Когда за последним из его приятелей захлопнулась дверь, Кот отложил гантели, полюбовался на свое отражение в прикрученном к стене зеркале. Принял позу поэффектнее, напряг бицепсы и удовлетворенно хмыкнул. Кот страшно нравился себе родимому. Еще бы не понравиться: рост под два метра, гора мышц, подбородок, который принято считать волевым, белые волосы, голубые глаза – истинный ариец, ни капли грязной крови. От бешенства у Липы затряслись руки, она едва не выронила нож.
Кот, вдоволь налюбовавшись своим отражением, прошел к стойке со штангой. Штанга была тяжелая, из своего укрытия Липа видела, как вздулись у Кота вены на руках, на шее, даже на висках, как покраснело лицо, а над верхней губой выступили капли пота. «Еще чуть-чуть, – уговаривала она себя, – пусть он устанет».
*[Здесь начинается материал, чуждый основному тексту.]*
PR #82, opened 2025-01-24
sync eth-max-vault v0.2.0

dan13ram:


src/BaseVault.sol
```diff
@@ -472,9 +456,7 @@ abstract contract BaseVault is IVault, ERC20PermitUpgradeable, AccessControlUpgr
      * @return uint256 The equivalent amount in base denomination.
      */
     function _convertAssetToBase(address asset_, uint256 assets) internal view virtual returns (uint256) {
```
yield-farmer-1, line 458: this function is not used anywhere

src/BaseVault.sol
```diff
@@ -484,42 +466,31 @@ abstract contract BaseVault is IVault, ERC20PermitUpgradeable, AccessControlUpgr
      * @return uint256 The equivalent amount of assets.
      */
     function _convertBaseToAsset(address asset_, uint256 assets) internal view virtual returns (uint256) {
```
yield-farmer-1, line 468: this function is not used anywhere

src/BaseVault.sol
danoctavian: after moving the logic in VaultLib.sol the function is not called inside the vault anymore but the logic it runs is used inside the VaultLib

But when you inherit the vault, because it's internal, you can call it when you need it

same for _convertBaseToAsset

test/mainnet/withdrawer.spec.sol
```diff
@@ -0,0 +1,146 @@
...
+        assertApproxEqRel(vault.totalAssets(), totalAssets, 1e15, "Total assets should match");
+
+        vault.processAccounting();
+    }
+
+    function _claimWithdrawal(uint256 tokenId) internal {
+        address asset_ = MC.SLISBNB;
+        address stakeManager_ = MC.SLIS_BNB_STAKE_MANAGER;
+        ISlisBnbStakeManager stakeManager = ISlisBnbStakeManager(stakeManager_);
+        MockStakeHub stakeHub = MockStakeHub(MC.SLIS_BNB_STAKE_HUB);
```
danoctavian, line 126: Can we test this without a mock?

it's important here we test against the real thing

PR #767, opened 2026-05-19
add route for deploy application

Shubhamag12:
This PR implements parsing request body for create endpoint and register it in router≥


ai-services/internal/pkg/catalog/apiserver/models/create_application.go
```diff
@@ -0,0 +1,35 @@
+package models
+
+// CreateApplicationRequest represents the request body for creating a new application.
+type CreateApplicationRequest struct {
+	Name         string    `json:"name" binding:"required,min=3,max=100"`
+	Architecture string    `json:"architecture" binding:"required"`
```
mayuka-c: Create Application Request is common for both service and architecture deploy. Can we rename `Architecture` field to catalog_id?. Also please update the proposal doc too.

ai-services/internal/pkg/catalog/apiserver/models/create_application.go
```diff
@@ -0,0 +1,35 @@
...
+	Services     []Service `json:"services" binding:"required,dive"`
+}
+
+// Service represents a service configuration in the application.
+type Service struct {
+	Type       string      `json:"type" binding:"required,eq=service"`
+	ServiceID  string      `json:"service_id" binding:"required"`
+	Enabled    bool        `json:"enabled"`
```
mayuka-c: Also lets remove enabled. Lets add it back if required. Also update in the proposal

mayuka-c (commented):
Rest LGTM

ai-services/internal/pkg/catalog/apiserver/models/create_application.go
Shubhamag12: done

ai-services/internal/pkg/catalog/apiserver/models/create_application.go
Shubhamag12: done

mayuka-c (approved):
LGTM

PR #776, opened 2026-05-20
Add Litellm watsonx integration

hasan4791:
Following files should get merged in the upstream litellm and after that we can remove applying these patches. Keeping it for now.
1. images/litellm/patches/watsonx_passthrough.patch
2. images/litellm/passthrough

Above files are having generic changes required to support the passthrough route for watsonx. The reason we need this change is that, the custom callback (pre-api hook) doesn't allow us to customize the authentication header as we need to set the bearer token dynamically.

The request flow for the /tokenize endpoint in this case would be

Client -> Litellm (/tokenize) -> Litellm (/watsonx/ml/v1/text/tokenzation) -> IBM Watsonx

The custom_callbacks.py file would be used to perform the request & response translation for the /tokenize endpoint.


ai-services/assets/applications/rag-cpu/podman/templates/vllm-server.yaml.tmpl
```diff
@@ -18,6 +18,54 @@ spec:
         path: "{{ .BaseDir }}/models"
         type: Directory
   containers:
+{{- if .Values.litellm.enable }}
```
mkumatag, line 21: this might a workaround considering we need to adapt the new folder structure under here - https://github.com/IBM/project-ai-services/tree/main/ai-services/assets/components/llm

please add here as well for the new structure..

mkumatag: cc @mayuka-c

mkumatag (changes requested):

ai-services/assets/applications/rag-cpu/podman/templates/vllm-server.yaml.tmpl
mayuka-c: I think it should be fine. I feel anyway we are out of sync with other assets too. Once we have the deploy flow ready, we will sync it and post that in future we need to ensure that we update it accordingly

ai-services/assets/applications/rag-cpu/podman/templates/vllm-server.yaml.tmpl
```diff
@@ -18,6 +18,54 @@ spec:
...
+        - --debug
+      env:
+        - name: WATSONX_APIKEY
+          value: "{{ .Values.litellm.watsonxApiKey }}"
+        - name: WATSONX_PROJECT_ID
+          value: "{{ .Values.litellm.watsonxProjectId }}"
+        - name: WATSONX_URL
+          value: "{{ .Values.litellm.watsonxUrl }}"
+        - name: INSTRUCT_MODEL
+          value: "watsonx/{{ .Values.litellm.instructModel }}"
```
mayuka-c, line 39: So if my understanding is correct based on the manifest file here, we will have 1 litellm pod for each projectID, URL, APIKEY?
What if we have a new API_KEY or ProjectID or WATSONX_URL, can I use it within same pod or always it has to be a different deployment of pod for this?

dharaneeshvrd: It's highly unlikely that user would want to connect multiple watsonx services. IMO we can get started with one instance of Watsonx service.

ai-services/assets/applications/rag-cpu/podman/templates/vllm-server.yaml.tmpl
mkumatag: make sense.

dharaneeshvrd (approved):

mayuka-c (approved):

mkumatag (approved):
I'm approving with a condition that we need to create new files in the new asset format for the litellm

PR #777, opened 2026-05-20
fix(catalog-ui): redirect authenticated users to homepage instead of login page

pranithraoibm:
- Root path (/) now redirects to /ai-deployments instead of /login. ProtectedRoute handles authentication check and redirects to login only when tokens are missing.
- Added onClick handler to HeaderName component to redirect to "/"


mayuka-c (dismissed):
LGTM

mkumatag:
do we need to bump any image version for the UI here?

ui/catalog/src/components/ProtectedRoute/ProtectedRoute.tsx
```diff
@@ -3,9 +3,9 @@ import { ROUTES } from "@/constants";
 import { useAuthStore } from "@/store/auth.store";
 
 const ProtectedRoute = () => {
-  const accessToken = useAuthStore((state) => state.accessToken);
+  const isAuthenticated = useAuthStore((state) => state.isAuthenticated());
```
mayuka-c, line 6: Also one query, any reason why we are storing the tokens in zustland store?.
I feel we need to use Cookies for this

pranithraoibm: As discussed, the current setup using JWT + sessionStorage is sufficient for now, with the HTTPS being implemented. We can circle back later to evaluate and implement cookies if needed.

mayuka-c (approved):
LGTM

PR #780, opened 2026-05-21
Replace detokenize with character ratio based truncation logic

sats-23:


services/common/llm_utils.py
```diff
@@ -560,33 +556,62 @@ def tokenize_with_llm(prompt, emb_endpoint, max_retries=3):
 
     return tokens
 
-@retry_on_transient_error(max_retries=3, initial_delay=1.0, backoff_multiplier=2.0)
-def detokenize_with_llm(tokens, emb_endpoint, max_retries=3):
+def truncate_text_to_token_limit(text, token_limit, llm_endpoint):
```
dharaneeshvrd: I think this need to be inside misc_utils.py
Do you think it would make sense to use detokenize in method name?
I wanted it to be a generic replacement for detokenize so that in future if there are some other requirement for detokenize, we can make use of this.

services/chatbot/Makefile
```diff
@@ -1,6 +1,6 @@
 REGISTRY?=icr.io/ai-services-private
 IMAGE=chatbot-service
-TAG?=v0.0.107
+TAG?=v0.0.108
```
dharaneeshvrd: you can't bump this
first you need to bump common
then in a follow up PR we need to use the updated common version in chatbot service.
I think we have to revisit this part. I feel we need to have different strategy to use common in services.

services/common/llm_utils.py
```diff
@@ -560,33 +556,247 @@ def tokenize_with_llm(prompt, emb_endpoint, max_retries=3):
 
     return tokens
 
-@retry_on_transient_error(max_retries=3, initial_delay=1.0, backoff_multiplier=2.0)
-def detokenize_with_llm(tokens, emb_endpoint, max_retries=3):
+
+def detokenize_with_llm(tokens, emb_endpoint):
```
dharaneeshvrd: @sats-23 
Seems it's too complicated and building a local cache for the text won't scale. 
Let's stick with older approach.

services/common/llm_utils.py
```diff
@@ -560,33 +556,247 @@ def tokenize_with_llm(prompt, emb_endpoint, max_retries=3):
...
+    if len(current_tokens) <= token_limit:
+        return text
+    
+    # Binary search to find the maximum text length that fits within token limit
+    # We search on character positions, not token positions
+    left = 0
+    right = len(text)
+    best_length = 0
+    
+    while left <= right:
```
dharaneeshvrd: I feel binary search is may not needed here, since we know anyway we have to truncate from the tail end.
```
# Get tokens for the full context
tokens = tokenize_with_llm(context, llm_endpoint)

# If truncation is needed
if len(tokens) > remaining_tokens:
    # Calculate approximate character position
    char_ratio = len(context) / len(tokens)
    approx_char_limit = int(remaining_tokens * char_ratio)
    
    # Truncate at character level
    context = context[:approx_char_limit]
    
    # Verify and adjust if needed
    while len(tokenize_with_llm(context, llm_endpoint)) > remaining_tokens:
        # Reduce by 10% and retry
        context = context[:int(len(context) * 0.9)]
```

please try this approach. 
Bob also suggests this approach since it would be able to do the job with faster turnaround with less api calls.

sats-23: Sure

services/common/llm_utils.py
sats-23: Sure

services/common/llm_utils.py
sats-23: Done, I have updated the approach, PTAL

services/common/llm_utils.py
sats-23: Since we are going with the truncation approach, I suggest we keep the file in the same location beside tokenize function

services/common/Makefile
```diff
@@ -1,6 +1,6 @@
 REGISTRY?=icr.io/ai-services-private
 IMAGE=services-common
-TAG?=v0.0.2
+TAG?=v0.0.3
```
sats-23: I guess we have to bump versions of all consumers of services-common for new changes to take effect?

dharaneeshvrd: No need, whoever consumes this detokenize change in llm_utils needs to point to this version.

services/chatbot/Containerfile
```diff
@@ -1,4 +1,4 @@
-FROM icr.io/ai-services-cicd/services-common:v0.0.2
+FROM icr.io/ai-services-cicd/services-common:v0.0.3
```
dharaneeshvrd: This will fail on the first run, we have to manually retrigger the GHA next time to pull the v0.0.3 image.

services/common/llm_utils.py
```diff
@@ -560,33 +556,55 @@ def tokenize_with_llm(prompt, emb_endpoint, max_retries=3):
...
-    response.raise_for_status()
-    result = response.json()
-    prompt = result.get("prompt", "")
-
-    return prompt
+    if not text or token_limit <= 0:
+        return ""
+    
+    # Get tokens for the full text
+    tokens = tokenize_with_llm(text, llm_endpoint)
```
dharaneeshvrd: let's reuse it from the caller, I see its getting called before calling this method

sats-23: Only one instance (our new conversational mode) computes it pre-hand for calculation purpose, the legacy mode does not. 
I have updated it to compute based on if passed/not, PTAL

dharaneeshvrd (commented):
lgtm
can you please keep only the chatbot bump?
If you want to bump all the service, let's open a separate PR

sats-23:
> lgtm can you please keep only the chatbot bump? If you want to bump all the service, let's open a separate PR

Done!

dharaneeshvrd (commented):
All the bumps are gone :)

dharaneeshvrd (approved):

PR #784, opened 2026-05-21
Bug: fix valid relative path for digitize db init container

dharaneeshvrd:


ai-services/assets/applications/rag-cpu/podman/templates/digitize.yaml.tmpl
```diff
@@ -13,7 +13,7 @@ spec:
   initContainers:
     - name: digitize-db-init
       image: "{{ .Values.digitize.image }}"
-      command: ["/var/venv/bin/python", "/opt/rag/digitize/db/scripts/init_db.py"]
+      command: ["/var/venv/bin/python", "db/scripts/init_db.py"]
```
manju956, line 16: has the absolute path causing issues?

dharaneeshvrd: New absolute path is changed to `/opt/service/digitize/db/scripts/init_db.py`.
Hence using relative path like this to avoid any future path change. Wdyt?

manju956: makes sense.

manju956 (approved):

PR #786, opened 2026-05-21
fix: enable root user to create model dir

Shubhamag12:
root users should be able to create models directory from `application create`.
Made changes in code so that it fails for non-root but works fine for root users


Shubhamag12:
@yussufsh do we want check permissions and create directory for all kinds of user rather than doing selectively?

Shubhamag12:
closing this and will take it as part of non-root catalog exploration

PR #790, opened 2026-05-21
feat(catalog): add /health endpoint and backend liveness probe

Bleama02:
Defines Health Check API and adds it to Catalog backend liveness probe

https://jsw.ibm.com/browse/AISERVICES-1112


mayuka-c (approved):
LGTM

Она выбрала правильный момент, когда пот уже вовсю струился по лицу Кота, а руки с натянутыми как канаты жилами заметно дрожали под весом штанги. Ей не пришлось прикладывать особых усилий, достаточно было просто подойти сзади и навалиться всем весом на перекладину штанги. Что-то тихо хрустнуло, Кот взвыл. «Рука, – подумала Липа отстраненно, – я только что сломала ему руку». В душе не шевельнулось ничего: ни жалости, ни радости. Она надавила на штангу чуть сильнее, и та с грохотом рухнула на пол. Теперь садист и расист Сашка Котов оказался в западне. Он выл и корчился, но одной здоровой рукой сдвинуть штангу не мог. Между перекладиной и его шеей оставалось от силы пять сантиметров. Идеальная получилась мышеловка.